▶ [WHAT NEEDS TO BE DONE]:
Please find every line in the entries below that contains the string "raised", and copy it.

▶ [PROVIDED INFORMATION]:
PR #998, opened 2018-04-14
Fix conch MSG_DEBUG parsing on Python 2

cjwatson:
`bool(b'\x00...'[0])` returns `True`, which isn't what's needed here.

## Contributor Checklist:

* [x] There is an associated ticket in Trac. https://twistedmatrix.com/trac/ticket/9422
* [x] I have created a newsfragment in src/twisted/conch/newsfragments/ (see: https://twistedmatrix.com/trac/wiki/ReviewProcess#Newsfiles )

### DIFF
--- a/src/twisted/conch/ssh/transport.py
+++ b/src/twisted/conch/ssh/transport.py
@@ -967,7 +967,7 @@ class SSHTransportBase(protocol.Protocol):
         @type packet: L{bytes}
         @param packet: The message data.
         """
-        alwaysDisplay = bool(packet[0])
+        alwaysDisplay = bool(ord(packet[0:1]))
         message, lang, foo = getNS(packet[1:], 2)
         self.receiveDebug(alwaysDisplay, message, lang)
 
--- a/src/twisted/conch/newsfragments/9422.bugfix
+++ b/src/twisted/conch/newsfragments/9422.bugfix
@@ -1,0 +1,1 @@
+twisted.conch.ssh.transport.SSHTransportBase now correctly handles MSG_DEBUG with a false alwaysDisplay field on Python 2 (broken since 8.0.0).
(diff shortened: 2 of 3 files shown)


src/twisted/conch/ssh/transport.py
```diff
@@ -967,7 +967,7 @@ def ssh_DEBUG(self, packet):
         @type packet: L{bytes}
         @param packet: The message data.
         """
-        alwaysDisplay = bool(packet[0])
```
markrwilliams, line 970: On Python 3 this was correct because indexing a `bytes` object results in the integer value for that index:

```
>>> b'\x00'[0], b'\x01'[0]
(0, 1)
```

On Python 2, however, `bytes` is `str`, so indexing a `bytes` object returns another `bytes` object:

```
>>> b'\x00'[0], b'\x01'[0]
('\x00', '\x01')
```

Because items in the returned tuple are truthy this always evaluated to `True` on Python 2.  Whoops!

src/twisted/conch/ssh/transport.py
```diff
@@ -967,7 +967,7 @@ def ssh_DEBUG(self, packet):
...
+        alwaysDisplay = bool(ord(packet[0:1]))
```
markrwilliams, line 970: This is correct on both Python 2 and 3 because both return `bytes` for _slices_ of `bytes`, and `ord` returns the ASCII integral value for single-item `bytes` objects on Python 3.

markrwilliams (approved):
:+1: Thanks so much for improving Conch (on Python 2, too!)

markrwilliams:
I've pushed this to a branch of https://github.com/twisted/twisted so the Buildbot builders will run it.  It can be merged after the builds are green (this sometimes takes a few tries due to some unreliable tests.)

PR #1000, opened 2018-04-15
Include Twisted's version in SSH ident string

cjwatson:
* [x] There is an associated ticket in Trac. https://twistedmatrix.com/trac/ticket/9424

### DIFF
--- a/src/twisted/conch/test/test_transport.py
+++ b/src/twisted/conch/test/test_transport.py
@@ -7,8 +7,10 @@ Tests for ssh/transport.py and the classes therein.
 
 from __future__ import absolute_import, division
 
-import struct
 import binascii
+import re
+import string
+import struct
 
 from twisted.python.reflect import requireModule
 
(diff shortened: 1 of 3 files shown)


src/twisted/conch/test/test_transport.py
```diff
@@ -456,11 +459,25 @@ class BaseSSHTransportTests(BaseSSHTransportBaseCase, TransportTestCase):
...
+                         b"SSH-2.0-Twisted_" + twisted_version.encode('ascii'))
+        softwareVersion = version.decode('ascii')[len('SSH-2.0-'):]
+        # This is an inefficient regex, but it's simple to build.
+        softwareVersionRegex = (
+            r'^(' +
+            '|'.join(
+                re.escape(c) for c in string.printable
+                if c != '-' and not c.isspace()) +
+            r')*$')
+        self.assertRegex(softwareVersion, softwareVersionRegex)
```
markrwilliams, line 480: This could also be:

```python
self.assertEqual(set(softwareVersion), set(string.printable) - set(string.whitespace))
```

But a failed assertion would probably be less readable.

markrwilliams (approved):
This also looks good - thanks!

src/twisted/conch/test/test_transport.py
cjwatson: Right, that was my thought too.  (A failed assertion with my version is a bit wall-of-regex, but I think it's reasonably possible for somebody unfamiliar with it to work out what it means.)

PR #1001, opened 2018-04-17
Cascading cancellation for inlineCallbacks

altendky:
https://twistedmatrix.com/trac/ticket/4632

Thanks to @glyph for giving me a branch to resurrect.


glyph:
> Thanks to @glyph for giving me a branch to resurrect.

Very happy to do it! Thanks for your contribution.

src/twisted/internet/defer.py
```diff
@@ -1435,40 +1467,74 @@ def gotResult(r):
...
-    inlineCallbacks helps you write L{Deferred}-using code that looks like a
+    L{inlineCallbacks} helps you write L{Deferred}-using code that looks like a
     regular sequential function. For example::
 
         @inlineCallbacks
         def thingummy():
             thing = yield makeSomeRequestResultingInDeferred()
             print(thing)  # the result! hoorj!
 
+    WARNING: this syntax was introduced in Python 2.5, so this example will not
```
markrwilliams: We don't support any Python older than 2.7 so this can go.

src/twisted/internet/defer.py
```diff
@@ -1360,9 +1360,41 @@ def returnValue(val):
 
 
 
-def _inlineCallbacks(result, g, deferred):
+class _CancellationStatus(object):
```
markrwilliams: This could become an `attrs` class now that Twisted depends on it.

src/twisted/internet/test/test_inlinecb.py
```diff
@@ -145,3 +147,181 @@ def calling():
         d = calling()
         f = self.failureResultOf(d)
         self.assertIn("in erroring", f.getTraceback())
+
+
+
+class TranslateMe(Exception):
+    """
+    Sample exception type.
```
markrwilliams: This docstring should explain the intended purpose of this exception.

src/twisted/internet/test/test_inlinecb.py
```diff
@@ -145,3 +147,181 @@ def calling():
...
+    """
+
+
+
+class TranslateResult(Exception):
+    """
+    Sample exception type.
```
markrwilliams: As above.

src/twisted/internet/defer.py
```diff
@@ -1435,40 +1467,74 @@ def gotResult(r):
...
+    """
+    Make an C{@}L{inlineCallbacks} cancellable.
+
+    @param g: a generator object returned by calling a function or method
+        decorated with C{@}L{inlineCallbacks}
+
+    @return: L{Deferred} for the C{@}L{inlineCallbacks} that is cancellable.
+    """
+    def cancel(it):
+        it.callbacks, tmp = [], it.callbacks
```
markrwilliams, line 1503: Putting `handleCancel` at the front of `callbacks` _and_ using `_PeculiarError` seems redundant, because errbacking the deferred with `_PeculiarError` synchronously invokes `handleCancel`.

At the same time trapping only `_PeculiarError` in `handleCancel` asserts that it was synchronously invoked by `cancel`.  `_PeculiarError`'s docstring should explain this.

src/twisted/internet/defer.py
```diff
@@ -1435,40 +1467,74 @@ def gotResult(r):
...
+        it.addErrback(handleCancel)
+        it.callbacks.extend(tmp)
+        it.errback(_PeculiarError())
+    deferred = Deferred(cancel)
+    status = _CancellationStatus(deferred)
+    def handleCancel(result):
+        result.trap(_PeculiarError)
+        status.deferred = Deferred(cancel)
```
markrwilliams: The control flow here is hard enough to follow that `handleCancel` definitely deserves a comment explaining it.  Here's my attempt:

Calling `cancel` on the `Deferred` returned by an `inlineCallbacks` decorated function only has an effect if that `Deferred` has no result.  That in turn is only possible if the decorated function has `yield`ed a `Deferred` that itself has no result yet.  In that case, [`waiting[0]` will be `True` after `inlineCallbacks` attaches `gotResult`, and the `_CancellationStatus` instance's `waitingOn` will be the `yield`ed result-less `Deferred`](https://github.com/altendky/twisted/blob/b021148a1bf4d626b22ccf2b18a253a77b5edb42/src/twisted/internet/defer.py#L1463-L1479).

Cancelling `waitingOn` propagates cancellation to the `yield`ed `Deferred` as intended.  This cancellation either suspends `waitingOn`'s callback processing by delegating execution to another result-less `Deferred` or executes `gotResult` and thus resumes the decorated generator.  Now, the generator might emit a final object that `_inlineCallbacks` has to communicate to the caller, but `_inlineCallbacks` can't [`callback` or `errback` its `_CancellationStatus` instance's `deferred`](https://github.com/altendky/twisted/blob/b021148a1bf4d626b22ccf2b18a253a77b5edb42/src/twisted/internet/defer.py#L1417-L1460) because it was just cancelled.  The solution is to replace the cancelled `deferred` attribute with a _new_ `Deferred` whose cancellation function is `cancel` that's also returned into `waitingOn`'s callback chain.  The generator then resumes with all the degrees of freedom it had prior to its `Deferred`'s cancellation; it can return a value or raise an exception that callbacks or errbacks `status.deferred`, which resumes the previous `Deferred`'s callback chain; it can even `yield` a `Deferred` without a result that can then be cancelled again.

This explains why `waitingOn`, which `_CancellationStatus.__init__` sets to `None`, is always a `Deferred` by the time this runs, and why `status.deferred` has to be replaced by a new `Deferred` in `handleCancel`.  The reason that `handleCancel` has to be at the beginning of the callback chain of the `Deferred` returned by `inlineCallbacks` is a little more complicated.

A `Deferred` waiting on a `Deferred` pauses its own callback chain until that `Deferred` fires and propagates cancellation downwards: 

```python
d = Deferred()
d.addCallback(lambda _: d.Deferred())
d.addErrback(print)
d.callback(None)  # <Deferred at 0x1234 waiting on Deferred at 0x5678>
d.cancel()  # prints [Failure instance: Traceback (failure with no frames): <class 'twisted.internet.defer.CancelledError'>: ]
```

`inlineCallbacks`, however, contains its own trampoline [so that `yield`ing `Deferred`s with results doesn't overflow the stack.](https://github.com/altendky/twisted/blob/b021148a1bf4d626b22ccf2b18a253a77b5edb42/src/twisted/internet/defer.py#L1399-L1402), which prevents its `Deferred` from directly waiting on those `yield`ed by its generator:

```python
@inlineCallbacks
def f():
    d = Deferred()
    print(d)  # prints: <Deferred at 0x1234>
    yield Deferred()

print(f())  # prints: <Deferred at 0x5678>; note that it isn't waiting on 0x1234!
```

This is indeed the reason cancellation isn't propagated.  Mimicking the exact behavior of `Deferred`s outside of `inlineCallback`s would be difficult; at what point in the callback chain should execution be suspended?  Fortunately the nature of `inlineCallback`s makes the answer easy.  Because it's not possible to add callbacks to the `Deferred` that run before the generator is resumed, propagating cancellation downward should always happen _before_ any callbacks added to the `inlineCallback`s `Deferred`.  That's why `cancel` splices `handleCancel` in at the beginning of `callbacks`.

src/twisted/internet/defer.py
```diff
@@ -1435,40 +1467,74 @@ def gotResult(r):
...
+        awaited.cancel()
+        return status.deferred
+    _inlineCallbacks(None, g, status)
     return deferred
 
 
 
+class _PeculiarError(Exception):
+    """
+    A distinctive exception, only raised by cancelling an inline callback.
```
markrwilliams: See above about explaining this exception's purpose.

src/twisted/internet/test/test_inlinecb.py
```diff
@@ -145,3 +147,181 @@ def calling():
...
+    """
+
+    def __init__(self, actual):
+        Exception.__init__(self)
+        self.actualValue = actual
+
+
+
+class CancellationTests(TestCase):
```
markrwilliams: This should be [`SynchronousTestCase`](https://twistedmatrix.com/documents/18.4.0/api/twisted.trial.unittest.SynchronousTestCase.html) because none of the tests use the global reactor.

src/twisted/internet/test/test_inlinecb.py
```diff
@@ -145,3 +147,181 @@ def calling():
...
+        - G be a generator decorated with C{inlineCallbacks}
+        - D be a L{Deferred} returned by G
+        - C be a L{Deferred} awaited by G with C{yield}
+    """
+
+    def setUp(self):
+        """
+        Set up the list of outstanding L{Deferred}s.
+        """
+        self.thingsOutstanding = []
```
markrwilliams: This needs a more descriptive name than `thing`.  Why not `deferredsOutstanding`?

src/twisted/internet/test/test_inlinecb.py
```diff
@@ -145,3 +147,181 @@ def calling():
...
+
+
+    def tearDown(self):
+        """
+        If any L{Deferred}s are still outstanding, fire them.
+        """
+        while self.thingsOutstanding:
+            self.thingGotten()
```
markrwilliams: `deferred` instead of `thing`?

src/twisted/internet/test/test_inlinecb.py
```diff
@@ -145,3 +147,181 @@ def calling():
...
+
+
+    @inlineCallbacks
+    def sampleInlineCB(self, getChildThing=None):
```
markrwilliams: `Deferred` instead of `Thing`?

src/twisted/internet/test/test_inlinecb.py
```diff
@@ -145,3 +147,181 @@ def calling():
...
+        try:
+            x = yield getChildThing()
+        except TranslateMe:
+            raise TranslateResult()
+        except DontFail as df:
+            x = df.actualValue - 2
+        returnValue(x + 1)
+
+
+    def getThing(self):
```
markrwilliams: `Deferred` instead of `Thing`?

src/twisted/internet/test/test_inlinecb.py
```diff
@@ -145,3 +147,181 @@ def calling():
...
+        A sample function that returns a L{Deferred} that can be fired on
+        demand, by L{CancellationTests.thingGotten}.
+
+        @return: L{Deferred} that can be fired on demand.
+        """
+        self.thingsOutstanding.append(Deferred())
+        return self.thingsOutstanding[-1]
+
+
+    def thingGotten(self, result=None):
```
markrwilliams: `Deferred` instead of `Thing`.

src/twisted/internet/test/test_inlinecb.py
```diff
@@ -145,3 +147,181 @@ def calling():
...
+            d = Deferred()
+            def _eb(result):
+                childResultHolder[0] = result.check(CancelledError)
+                return result
+            d.addErrback(_eb)
+            return d
+        d = self.sampleInlineCB(getChildThing=getChildThing)
+        d.addErrback(lambda result: None)
+        d.cancel()
+        self.assertEqual(
```
markrwilliams: You could use `failureResultOf` instead of `childResultHolder`:

```python
child = defer.Deferred()
d = self.sampleInlineCB(getChildDeferred=lambda: child)
d.cancel()
self.assertRaises(CancelledError, self.failureResultOf(child).raiseException)
```

src/twisted/internet/test/test_inlinecb.py
```diff
@@ -145,3 +147,181 @@ def calling():
...
+            childResultHolder[0],
+            CancelledError,
+            "no cascade cancelling occurs",
+        )
+
+
+    def test_trapChildCancelledErrorOnCascadeCancelling(self):
```
markrwilliams: Where is `CancelledError` trapped?  It looks like this actually tests that the cascaded `CanelledError` is sent back up to the `inlineCallbacks` `Deferred` where it can be suppressed with an errback.  As a result, there's no logged error about an unhandled error in the `Deferred`.  That wouldn't happen anyway, though, because `d` doesn't go out of scope until after the logging assertion.

The name should be changed to reflect what this actually tests.  It might also be clearer to use `failureResultOf` here:

```python
d = self.sampleInlineCB()
d.cancel()
self.assertRaises(CancelledError, self.failureResultOf(d).raiseException)
```

src/twisted/internet/test/test_inlinecb.py
```diff
@@ -145,3 +147,181 @@ def calling():
...
+        Exception.__init__(self)
+        self.actualValue = actual
+
+
+
+class CancellationTests(TestCase):
+    """
+    Tests for cancellation of L{Deferred}s returned by L{inlineCallbacks}.
+    For each of these tests, let:
+        - G be a generator decorated with C{inlineCallbacks}
```
markrwilliams: This is informative notation! :100:

It might be nice to wrap the capital letters in `C{}`.

src/twisted/internet/test/test_inlinecb.py
```diff
@@ -145,3 +147,181 @@ def calling():
...
+        moreDeferred = Deferred()
+        def deferMeMore(result):
+            result.trap(CancelledError)
+            return moreDeferred
+        def deferMe():
+            d = Deferred()
+            d.addErrback(deferMeMore)
+            return d
+        d = self.sampleInlineCB(getChildThing=deferMe)
+        finalResult = []
```
markrwilliams: This test might be clearer with `assertNoResult` and `successResultOf`:

```python
moreDeferred = Deferred()
def deferMeMore(result):
    result.trap(CancelledError)
    return moreDeferred
def deferMe():
    d = Deferred()
    d.addErrback(deferMeMore)
    return d
d = self.sampleInlineCB(getChildThing=deferMe)
d.cancel()
self.assertNoResult(d)
moreDeferred.callback(6543)
self.assertEqual(self.successResultOf(d), 6544)
```

markrwilliams (changes requested):
This is _fantastic_ work.  Thank you so much for reviving the branch.

The implementation itself looks solid and the tests correspond to the different possible code paths, as far as I understand them.  Please address the comments about improving the names of the tests and docstrings and resubmit for review.

src/twisted/internet/defer.py
altendky: So `_PeculiarError` isn't really needed?  It's just a double check?  That's what I'm getting from the code and your explanation.  If true, do we really want to keep it?

src/twisted/internet/defer.py
altendky: I'm guessing you don't want this whole dissertation in there so I made a (massively) abbreviated addition after re-understanding this code (thanks).  Let me know if you did want a good chunk more of this explanation included.

src/twisted/internet/defer.py
markrwilliams: The code as written here doesn't seem to need it, no.  But `callbacks` is a public API so who knows what can happen to it; maybe it's not actually a list but some other weird data structure that a user has monkeypatched in.

In general I favor defensive programming and this in particular seems like a good example of it, so I'm in favor of keeping it.  Its redundancy did give me pause while reviewing so I thought I'd mention it.  I think your docstring updates are sufficient to largely quell my concern.

src/twisted/internet/defer.py
```diff
@@ -1503,12 +1503,23 @@ def cancel(it):
...
         it.addErrback(handleCancel)
         it.callbacks.extend(tmp)
-        it.errback(_PeculiarError())
+        it.errback(_InternalInlineCallbacksCancelledError())
     deferred = Deferred(cancel)
     status = _CancellationStatus(deferred)
     def handleCancel(result):
-        result.trap(_PeculiarError)
+        """
+        Propogate the cancellation of an C{@}L{inlineCallbacks} to the
```
markrwilliams: Typo; should be "propagate".

src/twisted/internet/test/test_inlinecb.py
```diff
@@ -145,3 +147,186 @@ def calling():
...
+            childResultHolder[0],
+            CancelledError,
+            "no cascade cancelling occurs",
+        )
+
+
+    def test_errbackCancelledErrorOnCancel(self):
+        """
+        When C{D} cancelled, CancelledError from cascade cancelled C{C} will be
+        trapped
```
markrwilliams: Nothing is trapped here; the `CancelledError` is sent from `D` to `C`, which doesn't do anything with it, so it's then sent back to `D`.

src/twisted/internet/defer.py
```diff
@@ -1512,6 +1589,12 @@ def thingummy():
         def loadData(url):
             response = yield makeRequest(url)
             return json.loads(response)
+    You can cancel the L{Deferred} returned from your L{inlineCallbacks}
+    generator before it is fired by your generator completing (either by
+    reaching its end, a C{return} statement, or by calling L{returnValue}).
+    This will cause any L{Deferred} being awaited upon in a C{yield} statement
+    to be cancelled, with whatever effects would result from that (often a
+    C{CancelledError} being raised from the C{yield}, but not always).
```
markrwilliams: This is vague.  A `CancelledError` will be raised from the `yield`ed `Deferred` that has been canceled if that `Deferred` does not otherwise suppress it.

src/twisted/internet/defer.py
```diff
@@ -1435,33 +1468,77 @@ def gotResult(r):
...
+        it.callbacks.extend(tmp)
+        it.errback(_InternalInlineCallbacksCancelledError())
+    deferred = Deferred(cancel)
+    status = _CancellationStatus(deferred)
+    def handleCancel(result):
+        """
+        Propogate the cancellation of an C{@}L{inlineCallbacks} to the
+        L{Deferred} it is waiting on.
+
+        :param result: An L{_InternalInlineCallbacksCancelledError} from
```
markrwilliams: Oops - this is reStructuredText and not epytext.  Change this to:

```
@param result:
```

src/twisted/internet/defer.py
```diff
@@ -1435,33 +1468,77 @@ def gotResult(r):
...
+            C{cancel()}.
+        :return: A new L{Deferred} that the C{@}L{inlineCallback} generator
```
markrwilliams: RST instead of epytext.  Change to

```
@return:
```

markrwilliams (changes requested):
A few remaining documentation issues, especially the use of RST instead of epytext which [has caused the twistedchecker build to fail](https://travis-ci.org/twisted/twisted/jobs/377737360#L568).

Thanks again for your contribution and your patience!

src/twisted/internet/defer.py
markrwilliams: The documentation as you've written it, is, I think, sufficient.  `inlineCallbacks` might deserve its own design document somewhere that makes clear what my comment tried to make clear, but that would be a separate ticket and PR.

altendky:
That's just bad.  Submitting a PR for review with a broken build?  :[  Sorry.

altendky:
@markrwilliams, `twisted.python.test.test_sendmsg.SendmsgTests.test_flags` and `twisted.python.test.test_sendmsg.SendmsgTests.test_shortsend` failed in LInux.

https://travis-ci.org/twisted/twisted/jobs/377986053#L3372-L3392

Using `trial -u` I ran `test_shortsend` 36k times(then `^C`) without failure.  Moved on to running the module `twisted.python.test.test_sendmsg`.  Up to 6k runs of the module without failure, I'll leave it running today.  Normally I'd write this off as a random error, but given the things that this PR touches it seems prudent to take it a bit more seriously (at least from my not-so-familiar perspective).

markrwilliams:
@altendky We have enough unreliable tests that it's not certain when builds will succeed or fail :disappointed: 

I've never seen anything in `test_sendmsg` fail like this, though, and I also can't reproduce the issue locally (under Python 3.5 with `-u`).  I noted the failed tests in [our build reliability placeholder](https://twistedmatrix.com/trac/ticket/8879#comment:12) and restarted the Travis job.

markrwilliams (approved):
Thanks for working on the docstrings.

I've pushed the branch to https://github.com/twisted/twisted so the Buildbot builders will run the code.  Let's see what happens with `test_sendmsg` there.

▶ [ANSWER SECTION]:
+    A distinctive exception, only raised by cancelling an inline callback.
+    C{CancelledError} being raised from the C{yield}, but not always).
markrwilliams: This is vague.  A `CancelledError` will be raised from the `yield`ed `Deferred` that has been canceled if that `Deferred` does not otherwise suppress it.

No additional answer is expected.